Every destination has a specific context that is worth using deliberately rather than treating as background. At your destination, that context is the combination of light quality, natural or architectural setting, and the particular atmosphere of the place at different times of day. The sessions that use this context most effectively are the ones where the couple has spent time at your destination before the ceremony day: walking the neighbourhood, sitting at a viewpoint, becoming familiar with the place at different hours so that on the ceremony morning it is somewhere they know rather than somewhere they are experiencing for the first time under the pressure of the session schedule.

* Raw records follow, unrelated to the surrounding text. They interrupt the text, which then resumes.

PR #7213, opened 2022-06-17
Use Windows private namespace for kernel objects used in server-to-server IPC.

hvlad:
It allows to synchronize processes across different windows sessions.

### DIFF
--- a/src/common/utils.cpp
+++ b/src/common/utils.cpp
@@ -617,7 +617,7 @@ private:
 
 	void init()
 	{
-		char sid[SECURITY_MAX_SID_SIZE];
+		alignas(SID) char sid[SECURITY_MAX_SID_SIZE];
 		DWORD cbSid = sizeof(sid);
 
 		// For now use EVERYONE, could be changed later
--- a/src/common/utils.cpp
+++ b/src/common/utils.cpp
@@ -625,7 +625,7 @@ private:
 		if (!CreateWellKnownSid(WinWorldSid, NULL, &sid, &cbSid))
 			raiseError("CreateWellKnownSid");
 
-		// Create security desctriptor which allows generic access to the just created SID
+		// Create security descriptor which allows generic access to the just created SID
 
 		SECURITY_ATTRIBUTES sa;
 		RtlSecureZeroMemory(&sa, sizeof(sa));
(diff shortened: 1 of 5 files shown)


src/common/utils.cpp
```diff
@@ -555,6 +558,147 @@ bool isGlobalKernelPrefix()
...
+	{
+		char sid[SECURITY_MAX_SID_SIZE];
+		DWORD cbSid = sizeof(sid);
+
+		// For now use EVERYONE, could be changed later
+		cbSid = sizeof(sid);
+		if (!CreateWellKnownSid(WinWorldSid, NULL, &sid, &cbSid))
+			raiseError("CreateWellKnownSid");
+
+		// Create security desctriptor which allows generic access to the just created SID
```
asfernandes, line 628: typo here: desctriptor -> descriptor

src/common/utils.cpp
```diff
@@ -555,6 +558,147 @@ bool isGlobalKernelPrefix()
...
+	const char* sBoundaryName = "FirebirdCommonBoundary";
+
+	void raiseError(const char* apiRoutine)
+	{
+		(Firebird::Arg::Gds(isc_sys_request) << apiRoutine << Firebird::Arg::OsError()).raise();
+	}
+
+	void init()
+	{
+		char sid[SECURITY_MAX_SID_SIZE];
```
asfernandes, line 620: Can this be in the stack in unaligned location? Maybe some alignas should be used?

Here https://docs.microsoft.com/en-us/windows/win32/api/winnt/ns-winnt-sid I understand that AllocateAndInitializeSid would be needed.

hvlad: Here used [CreateWellKnownSid()](https://docs.microsoft.com/en-us/windows/win32/api/securitybaseapi/nf-securitybaseapi-createwellknownsid) and I see no requirements for sid alignment.
Also, looking for [usage samples](https://cpp.hotexamples.com/examples/-/-/CreateWellKnownSid/cpp-createwellknownsid-function-examples.html) one can see that its uses either [LocalAlloc()](https://docs.microsoft.com/en-us/windows/win32/api/winbase/nf-winbase-localalloc) or stack allocation. 
Also, I see no notes about alignment of allocated by LocalAlloc() memory.

Anyway, I'll add `alignas(SID)` to be sure.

I recommend arriving at your destination at least one full day before the ceremony date for this reason. The first day is for orientation: finding the route to the ceremony site, having a meal at a restaurant they want to return to that evening, walking through the area without a camera or a schedule. The second day is the ceremony day, and the familiarity accumulated on the first day shows in how the couple moves through the space and how present they are during the session rather than navigating it as strangers. The photographs from a couple who knows the place, even slightly, are different from the photographs of a couple experiencing it for the first time.

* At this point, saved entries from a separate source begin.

PR #7225, opened 2022-06-30
Fixed ORDER BY for big (>34 digits) int128 values with indexed access

AlexPeshkoff:
Adds new type of index for ods 13.1


src/common/Int128.h
```diff
@@ -303,6 +310,16 @@ class Int128 //: public Decimal128Base
 		return (UCHAR*)(&v); 
 	}
 
+	static const unsigned Bias = 128;
```
asfernandes, line 313: Didn't we use ALL_UPPER_CASE in most (*) class's static constants?

(*) Sure not all, but I didn't remember PascalCase being used.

Making the Most of the your destination Context

Every destination has a specific context that is worth using deliberately rather than treating as background. At your destination, that context is the combination of light quality, natural or architectural setting, and the particular atmosphere of the place at different times of day. The sessions that use this context most effectively are the ones where the couple has spent time at your destination before the ceremony day: walking the neighbourhood, sitting at a viewpoint, becoming familiar with the place at different hours so that on the ceremony morning it is somewhere they know rather than somewhere they are experiencing for the first time under the pressure of the session schedule.

I recommend arriving at your destination at least one full day before the ceremony date for this reason. The first day is for orientation: finding the route to the ceremony site, having a meal at a restaurant they want to return to that evening, walking through the area without a camera or a schedule. The second day is the ceremony day, and the familiarity accumulated on the first day shows in how the couple moves through the space and how present they are during the session rather than navigating it as strangers. The photographs from a couple who knows the place, even slightly, are different from the photographs of a couple experiencing it for the first time.

Arman

Destination Wedding Photographer

Vancouver · Medellín · Worldwide

If something here resonated, I would love to hear about your wedding.